Sendo dispensado o exame ou sendo este realizado e restando demonstrada a gravidez, o juiz proferirá sentença de natureza declaratória, investindo a autora na posse dos direitos que assistam ao nascituro, nos termos do art. 878, caput, do CPC. O exame tem procedimento simplificado, não cabendo indicação de quesitos ou de assistente técnico17, ainda que o contraditório deva ser respeitado com a oitiva das partes após a conclusão do exame. Se por qualquer razão o exame não puder se realizar (p. ex., desaparecimento da grávida ou a sua recusa em se submeter ao exame), o processo será extinto sem que os direitos do nascituro sejam prejudicados (art. 877, § 3.º, do CPC), não se aplicando as presunções previstas nos arts. 231 e 232 do CC. Sendo o exame inconclusivo, em razão de qualquer quadro clínico atípico, o juiz poderá determinar novo exame, inclusive aguardando um momento mais adequado para realizá-lo. Não constatada a gravidez, o juiz extinguirá o processo com rejeição do pedido da autora, em decisão que, apesar de ser de mérito, não faz coisa julgada material, sendo possível a questão da gravidez voltar a ser discutida em outra demanda judicial18.
Apesar de não existir no PLNCPC previsão de cautelares nominadas, a posse em nome de nascituro está prevista no Capítulo de procedimentos especiais contenciosos, mais precisamente nos arts. 726 a 728.
1 Marinoni-Mitidiero, Código, p. 800.
2 Baptista da Silva, Do processo, p. 528; Câmara, Lições, p. 221.
3 Oliveira, Comentários, n. 118, p. 380; Baptista da Silva, Do processo, p. 528.
4 Baptista da Silva, Do processo, p. 528; Greco Filho, Direito, n. 46, p. 203.
5 Greco, Jurisdição, n. 6.3, p. 84.
6 Theodoro Jr., Processo, n. 293, p. 349; Costa Machado, Código, p. 1.429.
7 Oliveira, Comentários, n. 118, p. 380.
8 Oliveira, Comentários, n. 118, p. 380; Theodoro Jr., Processo, n. 293, p. 349; Costa Machado, Código, p. 1.429; Scarpinella Bueno, Curso, v. 4, p. 317. Contra: Câmara, Lições, p. 221.
9 Baptista da Silva, Do processo, p. 530; Costa Machado, Código, p. 1.429.
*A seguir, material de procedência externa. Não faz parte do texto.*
PR #3835, opened 2017-12-22
Checkout/Edit only for office connector supported file formats supported

### LINKED ISSUE #3665: Auschecken und Bearbeiten nur bei unterstützen Dokumentformaten
Zur Zeit wird der "Auschecken/Bearbeiten" Knopf bei allen Dokumentformaten dargestellt.
Das macht keinen Sinn, weil die Bearbeitung in Office Connector nur mit bestimmten Formaten/Programmen funktioniert.

njohner:
Only allow Checkout/Edit button for file formats supported by office connector.

If office connector is unavailable or if the file format cannot be handled by office connector:
* Make Checkout/Edit button discreet
* Add tooltip explaining why the function is unavailable (tooltip either says that office connector is unavailable or that the file type is not supported by office connector)
* Add Checkout button

**Remarks**
* I did not find the list of supported file formats for `OfficeConnector`, so the registry needs to be updated
* Would it make more sense to have the registry in the `OfficeConnector` code?

**For a content type that cannot be edited in office connector**
checkout

**For a content type that can be edited in office connector**
checkout_edit

resolves #3665

### DIFF
--- a/opengever/core/profiles/default/registry.xml
+++ b/opengever/core/profiles/default/registry.xml
@@ -82,6 +82,82 @@
 
   <!-- OFFICECONNECTOR -->
   <records interface="opengever.officeconnector.interfaces.IOfficeConnectorSettings" />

10 Theodoro Jr., Processo, n. 294, p. 349; Oliveira, Comentários, n. 119, p. 381.
11 Marinoni-Mitidiero, Código, p. 800; Tesheiner, Jurisdição, n. 3.1, p. 58.
12 Theodoro Jr., Processo, n. 294, p. 349; Baptista da Silva, Do processo, p. 530.
13 Theodoro Jr., Processo, n. 295, p. 350.
14 Theodoro Jr., Processo, n. 295, p. 350.
15 Theodoro Jr., Processo, n. 295, p. 350; Greco, Jurisdição, n. 6.3, p. 85; Costa Machado, Código, p. 1.430; Oliveira, Comentários, n. 120, p. 382; Câmara, Lições, p. 223.
16 Marinoni-Mitidiero, Código, p. 800.
17 Scarpinella Bueno, Curso, v. 4, p. 318.
18 Oliveira, Comentários, n. 122, p. 384; Greco, Jurisdição, n. 6.3, p. 87; Baptista da Silva, Do processo, p. 534.